I went again to Oare Marshes in Kent on the 17th. The Bonaparte's gull was (frustratingly) again not around during my visit, but I did get good views of the recently-arrived lesser yellowlegs and, as a bonus, added whimbrel to my year list (I normally see whimbrel on migration through the UK in April, but this was one of many species that I had missed during lockdown).


Lesser Yellowlegs, Oare Marshes, 17 July


In pursuit of butterflies I visited Northaw Great Wood (near Broxbourne) for purple hairstreak (but no purple emperor) on the 18th and Aston Rowant (just off junction 5 of the M40) for silver-spotted skipper on the 24th. Although three silver-spotted skippers had been reported at the latter site on the 20th I was only able to find one during my two hour visit (they normally emerge in numbers here during the first week of August - I guess that I was too early). However, I did see a clouded yellow and lots of other butterflies and day-flying moths. Possibly my most interesting butterfly sighting of the year came the day before, when I popped in to Thursley Common for an hour, following a walk around the 'Devil's Punchbowl' with my partner (where an adder crossed our path: image below). I was looking for dragonflies, but the recent disastrous fire there had resulted in damage to the boardwalk over the bog near the Moat Pond car park, limiting my opportunities. I was standing on the edge of the bog when a medium-sized butterfly appeared and landed not far from me. It appeared to have orange upper wings in flight but landed with its wings closed. Now the wings were orange-brown, with a mixture of light and dark markings towards the rear. I didn't recognise the butterfly, so scrambled to get my camera out to photograph it. Very frustratingly, as I was focusing the camera the butterfly took off and headed out into the bog before landing. I hung around for a while, but it didn't re-appear. To cut a long story shorter I believe that I saw a large heath. The habitat was right and the food plant (cotton grass) was present, although the nearest colony was some 150 miles away. Was this yet another unlicensed reintroduction or had I misidentified another, commoner species? I contacted the Surrey branch of Butterfly Conservation - they had not had any reports of large heath here and were (understandably) skeptical of my identification. Without a photo I can't be certain of what I saw......
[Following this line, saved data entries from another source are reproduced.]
PR #99, opened 2026-04-09
DX-118683: Access tools from Dremio repository

AfonsoP1nto:
# Access tools from Dremio repository

## Summary
Enables the MCP server to proxy tool discovery and invocation to Dremio's Java-side tool registry via two new meta-tools, without duplicating tool definitions across repositories.

## Implementation
- New module \`ai_tools.py\` provides two async functions:
  - \`list_tools()\` — proxies \`GET /api/v4/ai/tools\`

Adder at The Devil's Punchbowl (Surrey), 23 July



Female Common Blue (Blue Variant), Aston Rowant, 24 July

The Caspian tern at Frampton had become almost a fixture there after my recent visit, so on the 21st I made another attempt to see it, this time early in the morning. I was lucky, as the bird flew in to the pool in front of the visitor centre just before 9.00am. I had quite a good morning here, adding wood sandpiper to my year list and seeing some cute little black-necked grebe chicks (the grebes have bred here for the second year running). Spoonbill numbers had increased considerably since my previous visit: I counted 18 on this occasion. The tern was not seen here again after the 21st.

Caspian Tern with Dunlin, RSPB Frampton Marsh, 21 July


Common Tern Family, RSPB Frampton Marsh, 21 July

RSPB Titchwell Marsh reserve having finally opened after lockdown, I decided to pay it a visit on the 31st. It took quite an effort to get through 'security' (after 20+ years of leaving my RSPB card on the car dashboard I found that the system had changed: bring your card down to reception if you are lucky enough to find a parking space in the 'minimalist' car park), but once down on the gorgeous beach I relaxed and spent a happy hour photographing waders, including some very attractive returning turnstones, still in in summer plumage. On the way back I popped in to Dersingham Bog, looking for dragonflies including the legendary black darter. I say 'legendary' because I've been a few times to the bog and never seen black darters there. There was to be no exception this time, in fact very few dragonflies were seen and the bog appeared to be drying out. However, I did see several grayling butterflies here: the males were zooming about all over the heather, presumably searching for females. I never saw them land, which was a bit unusual, because normally I see this species in tight-knit colonies, on or near rocks. What I did notice was that there seemed to be more graylings flying near the very few trees in this natural amphitheatre. When I got home I did some reesearch and discovered that Graylings sometimes rest on the trunks of trees, particularly in hot weather (when I visited the temperature was 35C). Maybe that's where all the dragonflies hang out as well!










Wednesday, 3 June 2020

Local Wildlife Sightings June 2020

At the end of June my Royston Wildlife web site will be closed down after 14 years of publishing natural history news and sightings from my local area. Although this will be a sad time for me I had been using and updating the web site less and less often and it was not being maintained by the provider. I will now be publishing all my local, UK and (occasionally) international natural history sightings on this blog: I hope that you continue to enjoy reading about them!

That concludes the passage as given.